# Book Request



## BillT (Nov 3, 2013)

I love the music, and I keep wishing I knew more about the composers and their times. 

I want a book that takes me back to the day and allows me to experience what it was like to be them and to be there. I want to feel what was felt in the time when Beethoven’s first piano sonata was played. I want to walk down the streets of Vienna with Mozart. Why did people dress the way they did? What were they thinking about ? What were their goals, their desires for their family? I want to be in Chopin’s drawing-room when his pieces were being played, and learned.

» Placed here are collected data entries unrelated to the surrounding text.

PR #858, opened 2018-11-29
Fix/117446 tec date format

paulmskim:
For tickets:
- https://central.tri.be/issues/ 117446
- https://central.tri.be/issues/ 119017


src/modules/utils/globals.js
```diff
@@ -23,9 +23,10 @@ export const editor = () => tec().editor || {};
 export const settings = () => tec().settings || {};
 export const mapsAPI = () => tec().googleMap || {};
 export const priceSettings = () => tec().priceSettings || {};
+export const tecDateSettings = () => tec().dateSettings || {};
```
mitogh: Looks good however it might be simpler to call `tec()` where is used instead of creating a new variable for that setting.

paulmskim: every other setting is using this convention so i've followed that. also it's handy to have this as if tec isn't activated, it returns a blank object and the property is undefined (makes truthy/falsey checking easy)

tr1b0t:
Closing this Pull Request because it is pull requested against the wrong branch. The Central ticket is for *Sprint 6*, but this was pull requested against *release/M18.18*.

In short, I want to read a book that not only tells me the facts of composers’ lives, but which creates the sense of what their times were like and how the music they were composing was felt in their times. This would be a work of history and biography *and* of music. 

Thanks,

Bill


----------



## Orfeo (Nov 14, 2013)

BillT said:


> I love the music, and I keep wishing I knew more about the composers and their times.
> 
> I want a book that takes me back to the day and allows me to experience what it was like to be them and to be there. I want to feel what was felt in the time when Beethoven's first piano sonata was played. I want to walk down the streets of Vienna with Mozart. Why did people dress the way they did? What were they thinking about ? What were their goals, their desires for their family? I want to be in Chopin's drawing-room when his pieces were being played, and learned.
> 
> ...


I would try _Nikolay Myaskovsky: The Conscience of Russian Music_, which chronicles his life and achievement during Russia's tumultuous period from the early 20th Century through Stalin's era. He was a Boris Pasternak in that his music reflects his country's turbulent changes during that time span, like Shostakovich, but more inwardly. Here's an excellent book on him that was released earlier this year.

https://rowman.com/ISBN/9781442231320

Enjoy.


----------



## JACE (Jul 18, 2014)

Of course, no single book can cover hundreds of years of classical music.

But I would recommend Stefan Zweig's _The World of Yesterday_ to help get an amazing portrait of music (and the art in general) in _fin de siècle_ Vienna. It's a fantastic memoir.


----------



## Taggart (Feb 14, 2013)

Covers a lot of history as well as people. As Steen himself says:



> The art of Biography
> Is different from Musicography.
> Musicography is about cellos
> But Biography is about fellows


----------



## QuietGuy (Mar 1, 2014)

Harold Schoenberg's _*Lives of the Great Composers*_


----------